You need to have your son's birth certificate attested if he will be living with you in Dubai. The birth certificate will be required for the residence visa.

I'm not married so can't really comment on the marriage cert but as far as I am aware, it needs to be attested in your home country and then again (some other process of some sort) when you get to the UAE.


----------



## TinkerbellsMuse (Jul 3, 2008)

I agree Mr. Mann. Ours was easily simply because we work for the airlines and were able to fly to DC to have it attested. We were married in Hawaii and getting that one was a little slower.


----------



## goldisking (Feb 17, 2011)

*Attestation*



Mrman said:


> The UAE embassy will only accept it as valid if attested by the US Dept of State.
> 
> The US Dept of state will only attest once your state attests the document.
> 
> ...


Hi,

This post is kind of old so I'm wondering if the process is still the same. My MFA diploma is from California, but I'm currently living in Bangkok, Thailand. I have the following questions:

1) Do I need to send my MFA diploma back to San Francisco County where the university is located >>>Then to the California State office. >>> Then US Dept. of State office in DC. >>>Then UAE Embassy in USA???
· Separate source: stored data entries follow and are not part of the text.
Issue #7868, opened 2017-08-01
DLQ: Incorrect handling of final event in a block can lead to plugin crash or OOM errors


robbavey:
The RecordIOReader can get into a state where it will attempt to re-read the block after the final event has been processed, but with the current position pointer incorrectly positioned.

When the second attempt to read the event occurs, the first action is to read a byte indicating the type of the following event. If this character referenced happens to be a valid value of record type ('c', 's', 'm' or 'e'), then this is considered the start of a valid block, and attempts are made to read it. 
This can cause an IllegalArgumentException which will crash the plugin, or in certain circumstances, an OutOfMemoryError.

robbavey:
Fixed by #7871

Issue #7860, opened 2017-08-01
DLQ: Plugin can crash when events end on block boundaries


robbavey:
When the RecordIOReader tries to read the next event from a segment where the last byte of the event lines up with the block boundary, the plugin can fail with an ArrayIndexOutOfBoundsException, which will cause the DLQ input plugin to fail, and potentially not be able to recover to read the next event.

This may be related to the failures seen in #7820 

Test Case: 

```
    @Test
    public void testBlockBoundary() throws Exception {
        Event event = new Event(Collections.emptyMap());
        char[] field = new char[32610];
        Arrays.fill(field, 'x');
        event.setField("message", new String(field));
        long startTime = System.currentTimeMillis();
        try(DeadLetterQueueWriter writeManager = new DeadLetterQueueWriter(dir, 10 * 1024 * 1024, 1_000_000_000)) {
            for (int i = 0; i < 2; i++) {
                DLQEntry entry = new DLQEntry(event, "", "", "", new Timestamp(startTime++));
                assertThat(entry.serialize().length + RecordIOWriter.RECORD_HEADER_SIZE, is(RecordIOWriter.BLOCK_SIZE));
                writeManager.writeEntry(entry);
            }
        }
        try (DeadLetterQueueReader readManager = new DeadLetterQueueReader(dir)) {
            for (int i = 0; i < 2;i++) {
                readManager.pollEntry(100);
            }
        }
    }
```

Fails with:

```
java.lang.RuntimeException: java.lang.ArrayIndexOutOfBoundsException: 32768

	at org.logstash.common.io.RecordIOReader.seekToStartOfEventInBlock(RecordIOReader.java:176)
	at org.logstash.common.io.RecordIOReader.consumeToStartOfEvent(RecordIOReader.java:227)
	at org.logstash.common.io.RecordIOReader.readEvent(RecordIOReader.java:261)
	at org.logstash.common.io.DeadLetterQueueReader.pollEntryBytes(DeadLetterQueueReader.java:120)
	at org.logstash.common.io.DeadLetterQueueReader.pollEntry(DeadLetterQueueReader.java:96)
	at org.logstash.common.io.DeadLetterQueueReaderTest.testBlockBoundary(DeadLetterQueueReaderTest.java:156)
	at sun.reflect.NativeMethodAccessorImpl.invoke0(Native Method)
	at sun.reflect.NativeMethodAccessorImpl.invoke(NativeMethodAccessorImpl.java:62)
[...]

Issue #7820, opened 2017-07-26
From Discuss: No events in DLQ


robbavey:
from https://discuss.elastic.co/t/no-events-in-dlq/94309

User is trying to ingest data using the elasticsearch output plugin, and is seeing the following error from Elasticsearch: 

```
MapperParsingException: object mapping for [mapping_request.payload] tried to parse field [payload] as object, but found a concrete value
```

but those entries are not being written to the DLQ as expected.

Some messages _have_ been written to the DLQ, but the user is seeing the following errors
```
[2017-07-25T16:41:19,389][ERROR][logstash.pipeline ] A plugin had an unrecoverable error. Will restart this plugin.
Plugin: "/data/logstashData/dead_letter_queue", sincedb_path=>"/data/logstashDLQData/dlq_offset", commit_offsets=>true, codec=>"json_73337b45-c626-4cae-aab9-b2f4d8775a1e", enable_metric=>true, charset=>"UTF-8">, id=>"52ff26acd4e4d46066179db0a3cdf329cbe3c13c-1", enable_metric=>true, pipeline_id=>"main">
```

robbavey:
@AndreAga Thanks for the information - also, would it be possible to get from you:

- Operating System:
- Config File (if you have sensitive info, please remove it):
- Sample Data (one of the messages that should be added to the DLQ but isn't, and your es mappings)

Thanks!

AndreAga:
**OS Version:** 
NAME="Red Hat Enterprise Linux Server"
VERSION="7.3 (Maipo)"
ID="rhel"
ID_LIKE="fedora"
VERSION_ID="7.3"
PRETTY_NAME="Red Hat Enterprise Linux Server 7.3 (Maipo)"

**Config File**:
Logstash Service:

```
input {
  kafka {
    bootstrap_servers => "...:9092,...:9092"
    topics_pattern => "logstash-55*"
    consumer_threads => 5
    auto_commit_interval_ms => "1000"
    auto_offset_reset => "latest"
    enable_auto_commit => true
    max_partition_fetch_bytes => "104857600"
    decorate_events => true
    codec => "json"
  }
}

filter {
 ###############################
 ruby {
   code => 'event.set("[fields][log_version]", event.get("[fields][log_version]")+1)'
 }
 ############################################

 if [fields][log_version] == 1 {

  # PROCESS THE EVENT
  # It's the first time that Logstash processes the event, so it applies the correct Pattern
  # Here some logs are converted in json via json {} plugin

[...]

PR #7871, opened 2017-08-01
DLQ:Fix handling of last event in block

robbavey:
The last event in a block was being incorrectly handled in such a way that caused unexpected
behavior depending on the contents of the final event, it could cause plugins to fail, or
Logstash to fail with an OutOfMemoryError

### DIFF
--- a/logstash-core/src/main/java/org/logstash/common/io/RecordIOReader.java
+++ b/logstash-core/src/main/java/org/logstash/common/io/RecordIOReader.java
@@ -145,6 +145,10 @@ public final class RecordIOReader implements Closeable {
      *
      */
      int seekToStartOfEventInBlock() {
+         // Already consumed all the bytes in this block.
+        if (currentBlock.position() == currentBlockSizeReadFromChannel){
+             return -1;
+         }
          while (true) {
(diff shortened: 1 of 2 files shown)


suyograo:
@robbavey can we add a unit test for this?

robbavey:
@suyograo The block boundary tests I added test this - they failed previously until I added the fix.

I added an extra test too, which attempts to write random event sizes, to gain a bit more confidence that all cases have been handled.

I'm still testing this locally, to try and see if there any other cases that cause DLQ crashes

robbavey:
This should fix #7868 and #7860, which appear to have been the cause behind some of the errors a customer has been seeing (see #7820). There are tests that verify the scenarios that I have observed crashing the plugin, or in certain circumstances I have reproduced locally, cause Logstash to attempt to allocate a huge amount of memory and crash with an OutOfMemory error. 

The `testReadWriteRandomEventSize` test case is an attempt to verify DLQ read/writes with some fuzz to flush out any scenarios that we may have missed.

suyograo:
LGTM, thanks for the info Rob.

robbavey:
@suyograo Backport to 5.5, 5.6 and 6.0?

suyograo:
@robbavey ++, we should backport all DLQ bugs to 5.5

2) I'm not able to go to all of those places in person, so is there anyway I can just send my diploma to those offices via mail? I imagine that my diploma will have to come back and forth between me (in Thailand) and those offices.

3) Is there any company that does this service? 

4) Is it possible to do the attestations at the US Embassy in Bangkok, Thailand?

I'm so confused right now about the whole process. Thank you for any response to help clarify this issue.


----------



## wandabug (Apr 22, 2010)

Start a new thread - it is very confusing.


----------



## catastrophia (Jan 26, 2011)

*Urgently need advice on Canadian document attestment*

Hello,
I need to get my Canadian university degree attested as soon as possible. The HR dept. at the company I'm joining has only just informed me of this requirement after offering me the position more than 6 weeks ago. Needless to say, I've not worked for more than a month and I'm about to tear my hair out.

They told me I can complete the attesting here in Dubai by visiting the Canadian embassy and then a UAE office (not sure exactly which office this is) over the course of two days. Here is the process I plan to follow:

1. Get my parents in Toronto to visit a notary public with my original degree in hand
2. Get a photocopy of the degree notarized
3. Express mail the notarized photocopy to my door

At this point, I will take the photocopy to the Canadian embassy and the aforementioned UAE office for "attesting." This is the route I was told to take in order to attest my documents quickly in the UAE, though I've seen several different messages here on the boards.

Are there any kinks I need to work out here? Is the degree the only document Canadians normally have notarized when taking a new job? 
I'm unmarried and have no kids, btw.


----------



## qwert97 (Jun 2, 2008)

catastrophia said:


> Hello,
> I need to get my Canadian university degree attested as soon as possible. The HR dept. at the company I'm joining has only just informed me of this requirement after offering me the position more than 6 weeks ago. Needless to say, I've not worked for more than a month and I'm about to tear my hair out.
> 
> They told me I can complete the attesting here in Dubai by visiting the Canadian embassy and then a UAE office (not sure exactly which office this is) over the course of two days. Here is the process I plan to follow:
> ...


[/I]

I followed the following process and never had a problem:
1. Get photocopy of degree attested by a notary
2. Department of foreign affairs (Ottawa) has to attest the signatures of notary
3. UAE embassy (in ottawa) has to attest the Deptt of foreign affairs signatures
4. Foreign affairs in UAE attest the UAE embassy signatures.

I doubt if Canadian embassy will attest the signatures of a notary. it is better to call ahead and find out.


----------